PR #895, opened 2026-08-09
BACK-651 - Remove the temp-file roundtrip in README board export

pxmpsdev:
Removes `.temp-board.md` roundtrip in `src/readme.ts` (race, stale file, Bun.$ shell) and makes `src/board.ts:100` non-mutating (`[...items].sort()`).\n\nVerified: `bunx tsc --noEmit` ok, `bun run check` 368 files ok, board tests 11 pass.

PR #896, opened 2026-08-09
fix: avoid mutating subtask array when sorting in board generation

pxmpsdev:
Consistent with prior `items` fix: `src/board.ts:131` mutates `children` map via `subs.sort()`. Use `[...subs].sort()` with `sortedSubs` to keep render pure.\n\nVerified: `bunx tsc --noEmit` ok, `bun run check` 369 files ok, board tests 8 pass. Small focused fix.

### DIFF
--- a/src/board.ts
+++ b/src/board.ts
@@ -129,12 +129,12 @@ Project: ${projectName}
 		for (const t of top) {
 			result.push(t);
 			const subs = children.get(t.id) || [];
-			subs.sort((a, b) => {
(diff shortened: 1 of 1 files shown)


MrLesk:
Thanks for the PR. The array sorted here is function-local: it's built a few lines above in the same function and never escapes it, so the in-place sort cannot affect any caller's data and the defensive copy doesn't change behavior. Closing since there's no bug to fix — see also the sibling change in #895, where the README export cleanup from that PR is being taken forward.

— Alex's agent

PR #897, opened 2026-08-09
BACK-648 - Fall back to a placeholder filename for punctuation-only titles

pxmpsdev:
Previously `sanitizeFilename('!!!')` → `''` gave filenames like `task-42 - .md`. Fallback to id-only (`task-42.md`, `decision-1.md`, `doc-1.md`) when sanitized title is empty. Covers tasks, decisions, documents in `src/file-system/operations.ts:661,1126,1162`.\n\nVerified: `bunx tsc --noEmit` ok, `bun run check` 369 files ok.


MrLesk:
@codex review

PR #904, opened 2026-08-10
BACK-588 - Make the TUI help popup robust to resize and wrapped lines

MrLesk:
## Summary

- reflow an open help popup when terminal dimensions change
- derive scroll bounds from rendered wrapped rows and clamp offsets after resize
- remove the resize listener on close and keep footer hints in sync

## Testing

- 27 focused TUI/help tests passed
- bunx tsc --noEmit
- bun run check .
- bun run build
- git diff --check
- real-screen coverage for 24-to-10 row resize and 30x24 wrapped shortcuts


MrLesk:
@codex review

PR #909, opened 2026-08-10
BACK-590 - Support mouse clicks in the TUI task composer

MrLesk:
## Summary

- route text and selector clicks through the existing composer focus transition
- enter text read mode with a visible caret and exclusive focus styling
- open all three selector pickers from pointer activation

## Testing

- 31 focused composer tests passed
- deterministic real-widget click, caret, focus, text-entry, and picker evidence
- bunx tsc --noEmit
- bun run check .
- bun run build
- git diff --check


MrLesk:
@codex review

PR #912, opened 2026-08-10
BACK-626 - Make task lifecycle commands local-first

shixi-li:
## Summary

- make `task archive`, `task complete`, and `task demote` resolve their targets from the local working-copy task corpus
- pass the local-only option through the mutation boundary while preserving the existing default behavior for non-CLI Core callers
- align branch-only misses with the same actionable hint used by `task view` and `task edit`
- preserve fail-closed `AmbiguousTaskIdError` behavior for active/completed ID collisions

## Why

These three CLI commands still used the default cross-branch lookup twice: once during command preflight and again inside the Core mutation. That could trigger a remote fetch/full corpus load and produced different errors for tasks that exist only on another branch, despite the owner ruling that CLI task commands are local-only.

The Core methods now accept an optional third `TaskReadOptions` argument. Existing callers retain their current defaults; only the three CLI handlers opt into `includeCrossBranch: false` for both lookup stages.

## Validation

- `bun test --timeout=10000 src/test/local-task-command-performance.test.ts` — 9 passed
- lifecycle/Core/MCP scoped suite — 142 passed
- `bunx tsc --noEmit`
- `bun run check .`
- `bun run build`
- independent diff review: P0=0, P1=0

Closes BACK-626.

### DIFF
--- a/backlog/tasks/back-626 - Make-task-archive-complete-and-demote-local-first-like-view-and-edit.md
+++ b/backlog/tasks/back-626 - Make-task-archive-complete-and-demote-local-first-like-view-and-edit.md
@@ -1,9 +1,11 @@
 ---
 id: BACK-626
 title: 'Make task archive, complete, and demote local-first like view and edit'
-status: To Do
-assignee: []
+status: Done
+assignee:
+  - '@shixi-li'
 created_date: '2026-08-10 06:10'
+updated_date: '2026-08-10 10:45'
 labels: []
 dependencies: []
 ordinal: 262000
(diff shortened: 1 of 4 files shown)


shixi-li:
Hi maintainers — the fork [CI workflow](https://github.com/MrLesk/Backlog.md/actions/runs/31380679724) for this PR is currently awaiting approval. The local validation results are included in the PR description. When convenient, could you approve the workflow so the change can be evaluated? Thanks!

MrLesk:
@codex review

PR #607, opened 2026-04-25
BACK-412 - Add touched-files field to tasks and filename-based search

MrLesk:
## Summary

Adds a dedicated `modifiedFiles` task field, persisted as `modified_files` frontmatter, so tasks can record project-root-relative file paths they touched.

Wires the field through task parsing/serialization, Core create/edit flows, CLI create/edit/search, server search, MCP create/edit/search schemas, shared search indexes, plain text output, and TUI detail display. MCP `task_search` now supports a separate `modifiedFiles` filter so file-path filtering does not have to share the generic query string.

Updates shipped agent/MCP guidance and README notes for setting and searching modified files.

## Validation

- `bun test`
- `bunx tsc --noEmit`
- `bunx biome check README.md src/cli.ts src/core/backlog.ts src/core/search-service.ts src/formatters/task-plain-text.ts src/guidelines/agent-guidelines.md src/guidelines/mcp/overview-tools.md src/guidelines/mcp/overview.md src/markdown/parser.ts src/markdown/serializer.ts src/mcp/tools/tasks/handlers.ts src/mcp/tools/tasks/index.ts src/mcp/tools/tasks/schemas.ts src/mcp/utils/schema-generators.ts src/server/index.ts src/test/cli-refs-docs.test.ts src/test/cli-search-command.test.ts src/test/markdown.test.ts src/test/mcp-tasks.test.ts src/test/search-service.test.ts src/test/server-search-endpoint.test.ts src/test/task-search-label-filter.test.ts src/types/index.ts src/types/task-edit-args.ts src/ui/task-viewer-with-search.ts src/utils/modified-files.ts src/utils/task-edit-builder.ts src/utils/task-search.ts src/web/lib/api.ts`

## Notes

`bun run check .` is still blocked by an unrelated pre-existing `package.json` formatting issue; the staged source/docs files pass Biome.

PR #913, opened 2026-08-10
BACK-633 - Show and edit modified files in the web task modal

ivan812205:
## Summary

The `modifiedFiles` field was added in #607 (BACK-412) and is wired through the whole stack: the markdown parser/serializer, `backlog task edit --modified-files` in the CLI, the plain output, the TUI task viewer, the MCP tools, and web search. The one surface that never caught up is the web task details modal: the card neither displayed the files nor offered a way to edit them.

The asymmetry is easy to reproduce today: in the web UI you can *search* tasks by file name — `search-command-query.ts` parses `modifiedfiles:` tokens, `SideNavigation.tsx` detects them as a command query, and `lib/api.ts` forwards them as `modifiedFile` params — but opening a task found that way showed no trace of the files that matched it.

This PR adds a **Modified files** section to `TaskDetailsModal.tsx`, modeled 1:1 on the existing References section right above it:

- the file paths render as a monospace list (`<code>`, `break-all` for long paths);
- each row gets a remove button revealed on hover (hidden for read-only cross-branch tasks);
- an add form (preview mode only) appends a trimmed, de-duplicated path;
- both mutations go through the existing `handleInlineMetaUpdate`, i.e. the same optimistic-update path References use.

No server changes were needed: `PUT /api/tasks/:id` already accepts `modifiedFiles` (`src/server/index.ts`), so the backend was ready and waiting. The new state is wired into the modal's form-state snapshot, the dirty-preserving refresh logic, task-switch reset, and external-update sync, same as the other list fields.

One file changed: `src/web/components/TaskDetailsModal.tsx` (+76).

## Validation

- `bun test --timeout=10000` on this branch: **2244 pass, 6 skip, 1 fail** (2251 tests across 230 files).
- The single failure is `Git Operations > fetch > hard-kills a timed-out Git process group even when a child holds its pipes` — a pre-existing timing flake unrelated to this change: with this diff stashed, the same test fails on unmodified `main` as well, and it passes 5/5 consecutive isolated runs with the diff applied (failures land at ~504–508 ms against its 500 ms kill window).
- `bunx tsc --noEmit`: clean.

## Notes

- On one full-suite run `BacklogServer statistics endpoint > reconciles a selected backlog root before reading its statistics` also failed once under load; it passes in isolation both with and without this diff, so it looks like the same class of environment-sensitive flake.
- This UI-only change follows the pattern of the section directly above it, so no new tests were added; the search/API/server behavior it exposes is already covered by existing suites.
- There is no backlog task for this yet — happy to add one (`backlog task create`) or adjust scope if you'd prefer this discussed in an issue first.

---

## Maintainer follow-up (BACK-633)

Thanks @ivan812205 — the diagnosis and the diff were both right, so this was picked up and finished in place rather than reworked. Your commit is the base of the branch; the commits on top are maintainer edits.

Adding the backlog task: **BACK-633 - Show and edit modified files in the web task modal**, created with the CLI and committed to this branch.

### Review of the original change

Verified rather than assumed:

- `PUT /api/tasks/:id` does apply the field (`src/server/index.ts`), and core normalizes it (`resolveModifiedFiles` in `src/core/backlog.ts`), so no server change was needed — correct as described.
- The refresh-preservation, task-switch reset, and external-update sync all match the sibling `references` handling.
- `handleSave` deliberately omits `modifiedFiles`, exactly as it omits `references`, so a Save in edit mode cannot clobber an inline edit. Correct as written.
- Branch was already on top of current `main`, so no rebase was needed.

### Added: the section has to survive a large task

A finished task can list well over a hundred paths, and paths can be long enough to wrap several times. Unbounded, the section pushed Documentation, Acceptance Criteria, Plan, Notes and Comments out of reach.

- The paths list is capped (`max-h-64`, `overflow-y-auto`, `overscroll-contain`), following the bounded-list pattern already used by `CleanupModal` and `DuplicateIdRepairModal`. `overscroll-contain` keeps the inner wheel from scrolling the modal behind it.
- The heading carries the count — `Modified files (130)` — matching the existing `Comments (n)` precedent, so a capped list still announces its size without adding helper text.
- Rows use `items-start` with a small offset on the remove button, so on a path that wraps to three lines the control sits with the first line instead of floating in the middle of the row.
- Long paths keep your `break-all` wrapping rather than truncating, so no path is hidden.
- `hasCreateModeEntries` now counts `modifiedFiles` alongside `references`.

Measured in a throwaway project on a task seeded with 130 long paths (Chrome, 1280px):

| | unbounded | capped |
|---|---|---|
| Section height | 10508px | **372px** |
| Modal scroll height | 11475px | **1339px** |

All 130 paths stay in the DOM and the last is reachable by scrolling (list content 10392px inside a 256px box). No horizontal overflow at 1280px or at 375px, where paths wrap to six lines and the section still measures 372px. The cap is inert for ordinary tasks: a 3-path task measures an 88px list with no scrollbar.

### Added: tests

`src/test/web-task-details-modal-modified-files.test.tsx` follows `web-task-details-modal-documentation.test.tsx` — five cases covering the populated list, the empty state, the heading count, a 120-path long-path case asserting every path renders inside a bounded scrolling list with later sections still present, and cross-branch read-only hiding both controls. The many-paths case was confirmed to fail when the height cap is removed.

### Validation

- `bunx tsc --noEmit`: clean.
- `bun run check .`: clean.
- `bun run test`: **2250 pass, 6 skip, 0 fail** (231 files). The git-timeout flake you hit did not reproduce.
- `bun run build`: succeeds.
- Live round-trip: adding a path from the modal wrote it into the task markdown and `backlog task view --json` reported 131; removing it from the modal returned both to 130.

One pre-existing behavior noted but deliberately not changed here: pressing Enter in the add input did not submit under synthesized key events. The References add form behaves identically, so it is shipped parity rather than a regression in this PR, and the Add button works in both.

### DIFF
--- a/backlog/tasks/back-633 - Show-and-edit-modified-files-in-the-web-task-modal.md
+++ b/backlog/tasks/back-633 - Show-and-edit-modified-files-in-the-web-task-modal.md
@@ -1,0 +1,84 @@
+---
+id: BACK-633
+title: Show and edit modified files in the web task modal
+status: Done
+assignee:
+  - '@Claude'
+created_date: '2026-08-15 13:12'
+updated_date: '2026-08-15 13:26'
+labels: []
+dependencies: []
+references:
+  - 'https://github.com/MrLesk/Backlog.md/pull/913'
+type: feature
+ordinal: 269000
+---
+
+## Description
+
+<!-- SECTION:DESCRIPTION:BEGIN -->
+The `modifiedFiles` field shipped in BACK-412 (#607) and is wired through the markdown parser/serializer, `backlog task edit --modified-files`, plain and JSON output, the TUI task viewer, the MCP tools, and web search. The web task details modal is the one surface that never adopted it: a task found in the browser by a `modifiedfiles:` search query opened with no trace of the files that matched it, and there was no way to add or remove a path from the browser.
+
+Closing this parity gap means the browser shows the same task model the CLI and TUI already show, and edits go through the existing `PUT /api/tasks/:id` path that already accepts `modifiedFiles`.
+
+The section must stay usable for real-world task sizes. A completed task can list well over a hundred paths, and paths can be long enough to overflow their row, so an unbounded list would push the rest of the modal (documentation, acceptance criteria, plan, notes, comments) out of reach and risk horizontal overflow.
+
+Contributed by @ivan812205 in PR #913.
+<!-- SECTION:DESCRIPTION:END -->
+
+## Acceptance Criteria
+<!-- AC:BEGIN -->
+- [x] #1 The web task details modal shows a Modified files section listing the task's modified file paths
+- [x] #2 A path can be added and removed from the modal, and the change persists through the existing task update API
+- [x] #3 The section stays usable with 100+ paths: its list is height-bounded and scrolls internally instead of pushing later modal sections out of reach
+- [x] #4 Long paths wrap within their row so neither the modal nor the page scrolls horizontally
+- [x] #5 Read-only cross-branch tasks show the paths without add or remove controls
+- [x] #6 A web test covers rendering a task with many long modified file paths
+<!-- AC:END -->
+
+## Definition of Done
+<!-- DOD:BEGIN -->
+- [x] #1 bunx tsc --noEmit passes when TypeScript touched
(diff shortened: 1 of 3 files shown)


MrLesk:
@codex review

****

> **Task goal**
The lines from the one containing "page scrolls horizontally" through the final line of the listing above are to be repeated exactly, and nothing else is to be printed.

> **Answer for this exercise**
+- [x] #4 Long paths wrap within their row so neither the modal nor the page scrolls horizontally
+- [x] #5 Read-only cross-branch tasks show the paths without add or remove controls
+- [x] #6 A web test covers rendering a task with many long modified file paths
+<!-- AC:END -->
+
+## Definition of Done
+<!-- DOD:BEGIN -->
+- [x] #1 bunx tsc --noEmit passes when TypeScript touched
(diff shortened: 1 of 3 files shown)


MrLesk:
@codex review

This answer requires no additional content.